- Born: Cairo
- Notable works: The Greater Freedom: Life as a Middle Eastern Woman Outside the Stereotypes

= Alya Mooro =

Egyptian journalist and writer

Alya Mooro is an Egyptian-born journalist and writer based in London.

==Early life and education==
Mooro was born in Cairo. She spent her childhood moving back and forth from Cairo to London until her family decided to settle in the UK.

Mooro earned a bachelor's degree in Sociology and Psychology from City University of London. She earned her master's in Journalism from the University of Westminster.

==Career==
Mooro began her career as a journalist by covering the music industry, particularly the underground hip-hop scene. She dabbled in fashion and eventually began making commentaries on cultural and social issues. Mooro also writes about lifestyle and pop culture. She has guested on radio stations like BBC to discuss the need for increased diversity in media representation.
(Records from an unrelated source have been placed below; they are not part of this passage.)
PR #1093, opened 2020-04-16
exports abi processors

aoidos-bin:
This adds 2 new functions to C.Abi, to be able to register a new abi processor
and then access it later.

The processors are stored in a mutable StringMap with the abi names as keys, using the function `C.Abi.register name abi`.
They can then be reached from any plugin using `C.Abi.get_processor name`.

### DIFF
--- a/lib/bap_c/bap_c_abi.ml
+++ b/lib/bap_c/bap_c_abi.ml
@@ -182,10 +182,9 @@ let stage2 stage1 = object
     else prog
 end
 
-module StringMap = Map.Make(String)
-let registry = ref StringMap.empty
-let register name abi = registry := StringMap.set !registry ~key:name ~data:abi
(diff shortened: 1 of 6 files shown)


lib/bap_c/bap_c_abi.ml
```diff
@@ -182,6 +182,11 @@ let stage2 stage1 = object
     else prog
 end
 
+module StringMap = Map.Make(String)
```
ivg, line 185: The `Map` module is already available in the `String` module, vid., `String.Map`. But I think that using `Hashtbl` here is much more natural, e.g.,

```
let registry = Hashtbl.create (module String)
...
```

Could you please switch to Hashtbl here?

ivg:
thanks, waiting for Travis for the green light!

Issue #1089, opened 2020-04-03
Enable support for windows pdb files


bin2415:
Hi, I want to train bap-byteweight with some windows binaries. And I found that there is an option `bap-byteweight train` option to train `bap-byteweight` with new binaries. But I'm not sure how to pass ground truth files to `bap-byteweight`.

Thanks in advance!

bin2415:
Yeah, But I have separate `pdb` files that contain debugging information.

bin2415:
No. It does not output any symbol.

ivg:
Gotcha, can you, please, upload an archive with the binary and pdb here, so that we can debug it here? I don't have msvs nearby :)

bin2415:
The binary and pdb is attached.
[Archive.zip](https://github.com/BinaryAnalysisPlatform/bap/files/4429674/Archive.zip).

Is it because I compiled the binary in windows and ran bap in linux so the bap can't find the proper path of `pdb` file?

ivg:
I believe it's because we've never tried the new bap-byteweight tool with pdb files before, so no surprises it didn't work out of the box. We will try to enable support for them, before the 2.1 release.

bin2415:
Great! Looking forward to the new feature, thanks!

PR #1099, opened 2020-05-13
adds support for windows PDB files

gitoleg:
This PR adds the support of windows PDB files and makes it possible to extract symbols addresses and names. Also this PR fixes https://github.com/BinaryAnalysisPlatform/bap/issues/1089 
## about PDB files
PDB (stands for Program Data Base) is a multi-stream file format, where each
stream (aka file) can represent arbitrary data. The stream we need is DBI - Debug Information Stream, which is the largest stream in a file. It references modules - aka object files - and for each
of them, we can have access to a symbols stream. Finally, we pick only such records from symbols stream, that corresponds to functions starts. On the low level, the symbols we need can have one the next kinds:
`S_GPROC32, S_LPROC32, S_GPROC32_ID, S_LPROC32_ID, S_LPROC32_DPC and
S_LPROC32_DPC_ID`. These records contain information about symbols names, addresses, and sizes, i.e. all what we need.
## Implementation details
The implementation is totally inspired by `llvm-pdbtool` that dumps PDB files content. Each dumper is derived from base visitor class, provided by `llvm` library.
Basically, we need to do the same: to derive from that class and override
only one method (so far), that gives us access to functions starts records.
## Usage
From a user perspective, the PDB file should:
 - have the same name as a corresponded executable (but have .pdb extension)
 - be in the current working directory
This could be changed via `--llvm-pdb-path` option.
## Useful links:
[1] https://llvm.org/docs/PDB/index.html
[2] https://github.com/microsoft/microsoft-pdb
[3] https://pierrelib.pagesperso-orange.fr/exec_formats/MS_Symbol_Type_v1.0.pdf


lib/bap_llvm/bap_llvm_ogre_loader.ml
```diff
@@ -82,28 +79,38 @@ module Make(M : Monad.S) = struct
...
       "Llvm_loader_fail" (Llvm_loader_fail 0)
 
+  let pdb_file filename =
+    let file =
+      if Sys.is_directory P.pdb_path then
+        let pdb_file = sprintf "%s.pdb"
+            Filename.(remove_extension @@ basename filename) in
+        Filename.concat P.pdb_path pdb_file
+      else P.pdb_path in
+    if Sys.file_exists file then file
```
ivg, line 103: `Sys.is_directory p` raises an exception if `p` doesn't exist. Therefore this code is unreachable. You should first check if it exists, then if it is, check if it is a directory or not.

lib/bap_llvm/llvm_loader_stubs.c
```diff
@@ -18,14 +18,17 @@ static void loader_fail(const struct bap_llvm_loader *loader, int n) {
...
-    CAMLparam1(arg);
+value bap_llvm_load_stub(value arg, value pdb_path) {
+    CAMLparam2(arg, pdb_path);
     CAMLlocal1(result);
     const struct caml_ba_array* array = Caml_ba_array_val(arg);
     if ((!array->dim[0]) || (array->num_dims != 1))
         failn(1);
+    const char * pdb = NULL;
+    if (caml_string_length(pdb_path))
+        pdb = String_val(pdb_path);
```
ivg, line 29: the `pdb` pointer will be invalidated on the next call to OCaml runtime. So if `bap_llvm_loader_create` uses any OCaml callbacks (or will use in future) it will segfault. It is safer to strdup it (and then free at the end of the function). When freeing make sure that the `pdb` pointer is not stored somewhere in LLVM (on the first glance it shouldn't, but it is better to be sure, we are here to detect UAF not to create them).

Issue #848, opened 2018-06-26
Bil Store Eval behaves badly


DIJamner:
In the following code, `Exp.eval read` should return `0x1:16u`. However, it returns `0x101:16u`. Note that this behavior is only observable on pull request #847 since without that fix, it will give a type error at runtime.
```
open Bap.Std;;
open Bil;;
let a1 = int (Word.zero 64);;
let a2 = int (Word.one 64);;
let m = (unknown "mem" (Type.mem `r64 `r16));;
let m1 = store ~mem:m ~addr:a1 (int (Word.one 16)) LittleEndian `r16;;
let m2 = store ~mem:m1 ~addr:a2 (int (Word.one 16)) LittleEndian `r16;;
let read = load ~mem:m2 ~addr:a1 LittleEndian `r32;;
Type.infer read;;
Exp.eval read;;
```
This is likely due to incorrect behavior of `store` on memories with a cell size other than 8 bits.

ivg:
I believe you meant `r16 in the last read, as `r32 would result in the undefined value, since we have only three defined bytes

ivg:
While I believe that this issue should be fixed in BAP 2.0 in a sense that the semantics of loads and stores are now correct in the Core Theory and Core Theory terms should be reified into BIL loads and stores correctly (and vice versa), but it looks like that `Exp.eval` is still broken, but differently. Now, `Exp.eval read` doesn't terminate.

PR #1102, opened 2020-05-20
fixes Bil.eval memory operations for different sizes of values

gitoleg:
`Bil.Eval` still relies on the assumption that memory can address only values of 1-byte length. And once the stored/loaded value size differs from memory value size, we try to simplify an expression. But the simplification in its turn can leave an expression unchanged since it takes into account both memory value size and size of a stored/loaded value. And that's how we get an infinite loop: since an expression is unchanged, we try to eval it again, simplify, and so on.

This PR fixes this problem and checks both the size of the stored/loaded value and memory value size.

fixes https://github.com/BinaryAnalysisPlatform/bap/issues/848

### DIFF
--- a/lib/bap_types/bap_eval.ml
+++ b/lib/bap_types/bap_eval.ml
@@ -26,6 +26,11 @@ let is_shift = function
   | Binop.LSHIFT | Binop.RSHIFT | Binop.ARSHIFT -> true
   | _ -> false
 
+let infer_value_size m =
+  match Bil.Type.infer m with
+  | Ok (Type.Mem (_,x)) -> x
+  | _ -> invalid_arg "type error"
+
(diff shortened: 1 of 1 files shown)


lib/bap_types/bap_eval.ml
```diff
@@ -88,7 +93,7 @@ module Make2(State : Monad.S2) = struct
       self#eval exp >>= self#storage_of_value
 
     method eval_load ~mem ~addr endian sz =
-      if Size.(sz <> `r8)
+      if Size.(sz <> infer_value_size mem)
```
ivg, line 96: `infer_value_size` shall not raise, instead `self#type_error TE.bad_mem` should be called if `mem` is not of type `Mem`.

Issue #1111, opened 2020-06-04
opam depext requires llvm-3.8 and llvm-9


ivg:
```
$ opam depext bap
# Detecting depexts using vars: arch=x86_64, os=linux, os-distribution=ubuntu, os-family=debian
# The following system packages are needed:
clang
debianutils
dejagnu
libcurl4-gnutls-dev
libgmp-dev
libzip-dev
llvm
llvm-3.8-dev # wow?
llvm-9-dev
m4
perl
pkg-config
python2.7
time
zlib1g-dev
```

ivg:
Already fixed

PR #1114, opened 2020-06-09
Try Ubuntu Bionic on Travis CI

XVilka:
Trusty is the EOL anyway: https://docs.travis-ci.com/user/reference/trusty/

Also, I think it's time to drop 1.x opam support, along with unnecessary local copy of Travis CI scripts - you can just use https://github.com/ocaml/ocaml-ci-scripts directly


ivg:
I like that sort of patches, +9, -221) Thanks a lot! This will extend a bit Travis life, well until we move fully to GH actions (we are again very close to the timeout because of the addition of z3).

ivg:
also, I hope it will fix #1111 which also breaks #1115

Issue #1109, opened 2020-06-02
handling of XDG_CACHE_DIR is broken in the cache plugin


ivg:
1) we're trying to hijack the whole directory instead of creating a folder relative to it, which is at least not clean.
2) if a directory is a file we fail with an error:
```
$ touch cache
$ XDG_CACHE_HOME=cache bap .
Internal error: Unix.Unix_error(Unix.ENOTDIR, "rename", ".//1770a8bf-71bc-433a-a608-ff33bb3293a3/")
Backtrace:
Raised at file "src/exn.ml", line 69, characters 6-15
Called from file "bap_cache.ml", line 195, characters 2-19
Called from file "bap_cache_main.ml", line 91, characters 2-15
Called from file "bap_cache_main.ml", line 138, characters 2-27
Called from file "bap_main.ml", line 789, characters 37-46
Called from file "bap_main.ml", line 945, characters 25-28
```
3) if a directory is not empty (which the common case) we also fail, because the initialization procedure is unable to initialize the expected directory structure:
```
$ mkdir cache
$ touch cache/thing
$ XDG_CACHE_HOME=cache bap .
Internal error: (Sys_error "cache/data: No such file or directory")
Backtrace:
Raised by primitive operation at file "bap_cache_gc.ml", line 101, characters 2-18
Called from file "bap_cache_gc.ml", line 143, characters 16-43
Called from file "bap_cache_main.ml", line 138, characters 2-27
Called from file "bap_main.ml", line 789, characters 37-46
Called from file "bap_main.ml", line 945, characters 25-28
```

4) It is also assumed that `dirname p` returns a parent directory, which is not true in general, e.g.,
```
XDG_CACHE_HOME=. bap .
Internal error: Unix.Unix_error(Unix.EBUSY, "rename", ".//6aa795be-60aa-49de-9fe0-87332ea18558/")
Backtrace:
Raised at file "src/exn.ml", line 69, characters 6-15
Called from file "bap_cache.ml", line 195, characters 2-19
Called from file "bap_cache_main.ml", line 91, characters 2-15
Called from file "bap_cache_main.ml", line 138, characters 2-27
Called from file "bap_main.ml", line 789, characters 37-46
Called from file "bap_main.ml", line 945, characters 25-28
```

5) The diagnostic messages could be better, for example, when the cache directory is not writable, we should provide a descriptive error message, and maybe even indicate this as a working and disable cache.

ivg:
[...]

PR #1115, opened 2020-06-09
Try to use GitHub Actions

XVilka:
Travis is too clunky, also it is possible to use new action template from https://discuss.ocaml.org/t/github-actions-for-ocaml-opam-now-available/4745

### DIFF
--- a/.github/workflows/main.yml
+++ b/.github/workflows/main.yml
@@ -31,17 +31,17 @@ jobs:
         with:
           ocaml-version: ${{ matrix.ocaml-version }}
 
-      - name: Pinning BAP
+      - name: Pin BAP
         run: opam pin add bap . --no-action
 
-      - name: Configuring Homebrew LLVM
+      - name: Configure Homebrew LLVM
         if: matrix.os == 'macos-latest'
         run: echo '::set-env name=LLVM_CONFIG::/usr/local/opt/llvm/bin/llvm-config'
 
-      - name: Installing system dependencies
+      - name: Install system dependencies
         run: opam depext bap --yes
 
-      - name: Installing opam dependencies
+      - name: Install opam dependencies
         run: opam install . --deps-only
 
       - name: Install BAP
@@ -49,12 +49,12 @@ jobs:
         env:
           XDG_CACHE_HOME: .cache
 
-      - name: running the testsuite
+      - name: Run the testsuite
         run: |
           eval $(opam env)
           make check
 
-      - name: running bap-veri
+      - name: Run bap-veri
         run: |
           eval $(opam env)
           cd testsuite
--- a/.github/workflows/main.yml
+++ b/.github/workflows/main.yml
@@ -36,8 +36,7 @@ jobs:
 
       - name: Configuring Homebrew LLVM
         if: matrix.os == 'macos-latest'
-        env:
-            LLVM_CONFIG: '/usr/local/opt/llvm/bin/llvm-config'
+        run: echo '::set-env name=LLVM_CONFIG::/usr/local/opt/llvm/bin/llvm-config'
 
       - name: Installing system dependencies
         run: opam depext bap --yes --with-doc --with-test
--- a/.github/workflows/main.yml
+++ b/.github/workflows/main.yml
@@ -14,8 +14,8 @@ jobs:
           #- macos-latest
           #- windows-latest
         ocaml-version:
-          - 4.09.1
-          - 4.08.1
+          # - 4.09.1
+          # - 4.08.1
           - 4.07.1
 
     runs-on: ${{ matrix.os }}
@@ -39,20 +39,24 @@ jobs:
         run: echo '::set-env name=LLVM_CONFIG::/usr/local/opt/llvm/bin/llvm-config'
 
       - name: Installing system dependencies
-        run: opam depext bap --yes --with-doc --with-test
+        run: opam depext bap --yes
 
       - name: Installing opam dependencies
-        run: opam install . --deps-only --with-doc --with-test
+        run: opam install . --deps-only
 
       - name: Install BAP
         run: opam install bap -v --yes --with-test
+        env:
+          XDG_CACHE_HOME: .cache
 
       - name: running the testsuite
+        run: make check
+
+      - name: running bap-veri
         run: |
           eval $(opam env)
           cd testsuite
           git submodule init
           git submodule update
           opam pin add bap-veri veri/bap-veri/ -y
-          make check
           make veri
--- a/.github/workflows/main.yml
+++ b/.github/workflows/main.yml
@@ -1,7 +1,6 @@
 name: Main workflow
 
 on:
-  - push
   - pull_request
 
 jobs:
@@ -12,7 +11,6 @@ jobs:
         os:
           - ubuntu-latest
           - macos-latest
-          #- windows-latest
         ocaml-version:
           - 4.09.1
           - 4.08.1
--- a/.github/workflows/main.yml
+++ b/.github/workflows/main.yml
@@ -48,6 +48,8 @@ jobs:
         run: opam install bap -v --yes --with-test
         env:
           XDG_CACHE_HOME: .cache
+          TMPDIR: /tmp
+          BAP_LOG_DIR: /tmp/bap-log
 
       - name: Run the testsuite
         run: |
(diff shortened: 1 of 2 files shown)


ivg:
It looks very promising, the main roadblocker is #1111, which I think is resolved by #1114 but it looks like that we need to rebase/merge master into this PR. 

The other missing thing is running, tests and checks, with `make test` and `make check` (as adding --with-tests and --with-docs won't really run them, and they (tests) are built despite the presence of this flag.

XVilka:
@dbrumley there is already existing GitHub Action for publishing to Docker, we use it in radare2 project: https://github.com/marketplace/actions/publish-docker

XVilka:
I wanted to setup also Windows worker, but strangely z3 is disabled for win32 for some reason by @fdopen in https://github.com/fdopen/opam-repository-mingw/commit/7ca1bb19c7943db886499aad20b68712fa4bf7d4

XVilka:
`homebrew/versions` tap is deprecated and now is empty, so I just used plain `llvm@9` from Homebrew for MacOS build, but then `conf-bap-llvm` fails with the error `llvm-config` not found:
```
# [...]
# command which  failed: exit status 1
# command which llvm-config-3.8 failed: exit status 1
# command which llvm-config-38 failed: exit status 1
# command which llvm-config-3 failed: exit status 1
# command which llvm-config failed: exit status 1
# command ls /usr/local/Cellar | grep 3.4 failed: exit status 1
# command which llvm-config-mp-3.4 failed: exit status 1
# command which llvm-config-3.4 failed: exit status 1
# command which llvm-config-34 failed: exit status 1
# command which llvm-config-3 failed: exit status 1
# command which llvm-config failed: exit status 1
# LLVM not found



<><> Error report <><><><><><><><><><><><><><><><><><><><><><><><><><><><><>  🐫 
┌─ The following actions failed
│ λ build conf-bap-llvm 1.6
```

XVilka:
Strange error on MacOS that I have no idea why:
```
[ERROR] The compilation of bap-veri failed at "/Users/runner/.opam/opam-init/hooks/sandbox.sh build make".

#=== ERROR while compiling bap-veri.0.2.5 =====================================#
# context              2.0.7 | macos/x86_64 | ocaml-base-compiler.4.09.1 | pinned(file:///Users/runner/runners/2.263.0/work/bap/bap/testsuite/veri/bap-veri)
# path                 ~/.opam/4.09.1/.opam-switch/build/bap-veri.0.2.5
# command              ~/.opam/opam-init/hooks/sandbox.sh build make
# exit-code            2
# env-file             ~/.opam/log/bap-veri-91700-ae7898.env
# output-file          ~/.opam/log/bap-veri-91700-ae7898.out
### output ###
# make: *** No targets specified and no makefile found.  Stop.
```

.github/workflows/main.yml
```diff
@@ -0,0 +1,58 @@
...
+        run: opam install . --deps-only --with-doc --with-test
+
+      - name: Install BAP
+        run: opam install bap -v --yes --with-test
+
+      - name: running the testsuite
+        run: |
+          eval $(opam env)
+          cd testsuite
+          git submodule init
```
XVilka, line 54: I think those unnecessary since we already cloned with submodules recursively.

gitoleg: well, that's one of the problems - I don't see that it's done recursively :(

.github/workflows/main.yml
```diff
@@ -0,0 +1,58 @@
...
+
+      - name: Pinning BAP
+        run: opam pin add bap . --no-action
+
+      - name: Configuring Homebrew LLVM
+        if: matrix.os == 'macos-latest'
+        run: echo '::set-env name=LLVM_CONFIG::/usr/local/opt/llvm/bin/llvm-config'
+
+      - name: Installing system dependencies
+        run: opam depext bap --yes --with-doc --with-test
```
ivg, line 42: we don't need `--with-doc` and `--with-test`

.github/workflows/main.yml
ivg: even if `submodule=true` won't work (which I doubt) it is still not needed, as our `Makefile` is already doing this. Thus doing, `make check` is enough even if submodules are not initialized. 

So the question, why just not?
```
name: Running unit tests
run: make test

name: Running functional tests
run: make check
```

.github/workflows/main.yml
```diff
@@ -0,0 +1,58 @@
...
+
+      - name: Installing opam dependencies
+        run: opam install . --deps-only --with-doc --with-test
```
ivg, line 45: in order to run tests during the installation, keep `--with-tests`

and add to opam/opam's install field the following
```
[make "test"] {with-test}
```

.github/workflows/main.yml
```diff
@@ -0,0 +1,58 @@
...
+      - name: Install BAP
+        run: opam install bap -v --yes --with-test
+
+      - name: running the testsuite
+        run: |
+          eval $(opam env)
+          cd testsuite
+          git submodule init
+          git submodule update
+          opam pin add bap-veri veri/bap-veri/ -y
```
ivg, line 56: please split veri into a separate step

opam/opam
```diff
@@ -166,6 +166,7 @@ install: [
   ["cp" "run_piqi_tests.native" "%{bin}%/bap_piqi_tests"]
   ["cp" "run_traces_tests.native" "%{bin}%/bap_traces_tests"]
   ["cp" "run_stub_resolver_tests.native" "%{bin}%/bap_stub_resolver_tests"]
+  [make "test"] {with-test}
```
ivg, line 169: great, we already have the tests up and running!

XVilka:
After trying MacOS build again it seems there is a new error, and it might be in the code:
```
┌─ The following actions failed
│ ∗ install bap master
└─ 
╶─ No changes have been performed
# context              2.0.7 | macos/x86_64 | ocaml-base-compiler.4.09.1 | pinned(git+file:///Users/runner/runners/2.263.0/work/bap/bap#HEAD#856b159b)
# path                 ~/.opam/4.09.1/.opam-switch/build/bap.master
# command              ~/.opam/opam-init/hooks/sandbox.sh install make test
# exit-code            2
# env-file             ~/.opam/log/bap-91713-4f4523.env
# output-file          ~/.opam/log/bap-91713-4f4523.out
### output ###
# [...]
# bil.info> providing a lifter for all BIL lifters
# powerpc.info> Providing PowerPC semantics in BIL
# cache.warning> Failed to read config file: ("Unix.Unix_error(Unix.ENOENT, \"open\", \".cache/config.3\")")
# Failed to initialize BAP: Internal error: (Sys_error ".cache/data: No such file or directory")
# Backtrace:
# Raised by primitive operation at file "plugins/cache/bap_cache_gc.ml", line 101, characters 2-18
# Called from file "plugins/cache/bap_cache_gc.ml", line 143, characters 16-43
# Called from file "plugins/cache/bap_cache_main.ml", line 138, characters 2-27
# Called from file "lib/bap_main/bap_main.ml", line 789, characters 37-46
# Called from file "lib/bap_main/bap_main.ml", line 945, characters 25-28
# 
# make: *** [test] Error 1

# Run eval $(opam env) to update the current shell environment
'opam install bap -v --yes --with-test' failed.
```

.github/workflows/main.yml
```diff
@@ -0,0 +1,64 @@
...
+      - name: Install system dependencies
+        run: opam depext bap --yes
+
+      - name: Install opam dependencies
+        run: opam install . --deps-only
+
+      - name: Install BAP
+        run: opam install bap -v --yes --with-test
+        env:
+          XDG_CACHE_HOME: .bap-cache
```
ivg, line 50: looks like that we're blocked by #1109 and the fact that this variable is actually used on MacOS by other applications. 
As a temporary workaround, let's remove these two lines and change `make test` in opam/opam to `XDG_CACHE_HOME=.bap-cache make test` to limit the effect of this variable.

ivg:
Ok, I've pushed the fix to #1109, reset Oleg's morning attempts and rebased the original patch onto the new master.

ivg:
Finally, we passed the test and sandboxing issues, but still failing on macos since we're picking not the installed LLVM, but the LLVM which is shipped with the os (and which is stripped and doesn't have arm,powerpc, and other targets).

ivg:
Finally, thanks to everyone for the hard work! This is the first step, we will move more of our infrastructure to the actions and optimize the testsuite that takes  more than hour on Mac (for some unknown to us reason). But anyway, we now have a working CI system, and soon we will get CICD :)

PR #1116, opened 2020-06-09
updates to OCaml 4.{10,11}, drops 4.07, and switches to core_kernel v0.14

drvink:
There's a few changes in here due to API incompatibility with the Jane Street libraries (but nothing that changes bap's own APIs), so you'll either want to make them conditional on version (not sure there's an easy way to do this in e.g. the `oasis` file that needed changing) or just wait to merge this for the next release of bap.

---

Thanks to ppx_js_style (sigh), this also depends on:

* ocaml/ocamlfind#9
* alavrik/piqi-ocaml#15

### DIFF
--- a/.github/workflows/build-and-test.yml
+++ b/.github/workflows/build-and-test.yml
@@ -19,7 +19,11 @@ jobs:
          - name: Install OCaml
            uses: avsm/setup-ocaml@v1
            with:
-             ocaml-version: 4.07.1
+             ocaml-version: 4.08.1
+
+         - name: Add the testing Repository
+           run: opam repo add bap git://github.com/BinaryAnalysisPlatform/opam-repository#testing
+
 
          - name: Pin OASIS
            run: opam pin add oasis https://github.com/BinaryAnalysisPlatform/oasis.git
--- a/.github/workflows/build-dev-repo.yml
+++ b/.github/workflows/build-dev-repo.yml
@@ -11,9 +11,10 @@ jobs:
             - ubuntu-latest
             - macos-latest
           ocaml-version:
+            - 4.11.1
+            - 4.10.1
             - 4.09.1
             - 4.08.1
-            - 4.07.1
 
     runs-on: ${{ matrix.os }}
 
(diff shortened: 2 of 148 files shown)


ivg:
This ppx_js_style is acting totally wrong, under no circumstance the style violation shall break code that doesn't belong to the company that implements this style and especially on the code on which they depend. I have submitted an issue to JS and hope that they will rectify this
https://github.com/janestreet/ppx_jane/issues/5

XVilka:
There are some conflicts that need to be resolved, also `piqi` has merged the PR but didn't made a new release yet. `ocamlfind` PR was ignored it seems.

ivg:
A small status update. To bypass the ppx_js_style issues I have created our own ppx_bap rewriter with blackjack and no styles. I will soon push it to the upstream opam repository but so far it is in our own opam-repository. Once we pass the tests, I will update our opam repository with the new bounds and we're ready to go. 

I also plan to investigate if it is possible to build for two versions of core_kernel, namely v0.13 and v0.12 or we will completely skip the v0.12 version, @drvink maybe you have already tried this? Are those two compatible?

drvink:
@ivg There were definitely some changes between 0.12.x and 0.13.x, because this PR was originally for compatibility with 0.13.x. I should still have the previous patch in my local git if you want it.

ivg:
> @ivg There were definitely some changes between 0.12.x and 0.13.x, because this PR was originally for compatibility with 0.13.x. I should still have the previous patch in my local git if you want it.

I am talking more about the changes between v0.13 and v0.14 :) I would be cool if we will handle both versions (v0.12 is definitely out of scope). 

The cool thing about this PR that makes me happy is that now we can officially went to OCaml 4.08 and that means that we can safely use binding operators. I plan to add support for them to monads/knowledge/core-theory. Yay!

drvink:
@ivg I pushed a branch `janestreet-actually-0.13` from what was lying around in my git reflog; I think it more or less reflects what changed between 0.13.x and 0.14.x.

ivg:
Yep, there are a few road-blockers, namely the changed interface of Univ_map.Key (which became a binary functor in v0.14 as well as the Caml_unix, and core_kernel.caml_unix that are absent in v0.13). Given this, and that v0.14 officially opens 4.08 for us, I think we can forfeit the 13th version (anyway, it is a good tradition to miss the 13th version). We are bringing two new versions of OCaml instead of 4.07, namely, 4.11 and 4.10.

PR #741, opened 2023-09-08
[FIX] stock_storage_type: fix es translation

nilshamerlinck:
`pre-commit` pylint check is failing because of incorrect translations done through weblate


nilshamerlinck:
Hi @sbidoul
- the issue here had a similar root cause as https://github.com/OCA/l10n-belgium/pull/200 (`{period}` mistakenly translated to `{período}` on weblate)
- if I understand correctly, enabling [`python-brace-format`](https://docs.weblate.org/en/weblate-4.17/user/checks.html#python-brace-format) check in weblate could help to prevent it

sbidoul:
> if I understand correctly, enabling [python-brace-format](https://docs.weblate.org/en/weblate-4.17/user/checks.html#python-brace-format) check in weblate could help to prevent it

Thanks for the tip, I'll look into that.

/ocabot merge patch

PR #742, opened 2023-09-09
[14.0][FIX] sf_single_product_transfer: fix backorder responsible

jbaudoux:
Remove user from backorder

cc @mmequignon

### DIFF
--- a/shopfloor_single_product_transfer/services/single_product_transfer.py
+++ b/shopfloor_single_product_transfer/services/single_product_transfer.py
@@ -666,13 +666,15 @@ class ShopfloorSingleProductTransfer(Component):
         # backorder, which should not be the case.
         # See if there's a way to identify the moves
         # generated through this mechanism and avoid creating them.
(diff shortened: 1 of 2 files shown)


mmequignon:
Why not setting "shopfloor_user_id" to False when copying the move line, in _split_partial_quantity ?
https://github.com/OCA/wms/blob/14.0/shopfloor/models/stock_move_line.py#L48

Also, when looking for move lines, why are we looking for move lines having their picking unassigned?
https://github.com/OCA/wms/blob/14.0/shopfloor_single_product_transfer/services/single_product_transfer.py#L230-L235
Why aren't we looking for move lines with  `shopfloor_user_id in (False, self.env.uid)` ?

jbaudoux:
Rebased

jbaudoux:
Can you review this one @Tdu @mt-software-de ?

mt-software-de (approved):
LGTM

PR #747, opened 2023-09-12
[14.0][FIX] shopfloor: fix scan anything for packaging

TDu:
When scanning a packaging barcode, the backend crashes because it tries to generate the data for a packaging using the function designed for products.

I guess it is by design that when scanning a packaging barcode, it is its content (the product) that is returned to the frontend.

ref.: rau-232


jbaudoux (approved):

simahawk (commented):
can you add a test please?

TDu:
> can you add a test please?

done

simahawk (approved):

Mooro is a columnist at Restless magazine. She has written for the New York Magazine, Refinery29, Vice etc.

==Work==
Mooro authored bestselling memoir and commentary The Greater Freedom: Life as a Middle Eastern Woman Outside the Stereotypes (2019). In the book, Mooro discussed her dual cultural background, to which she was torn to identify herself which. The book also contains accounts of middle eastern women. It explored the stereotypes and social and cultural norms middle eastern women are subjected to — both in the western and middle eastern world — in an attempt to address and destigmatize them. Various forms of gender discrimination are scrutinized, whether through beauty standards or through taboo topics such as relationships, sexuality, religion etc.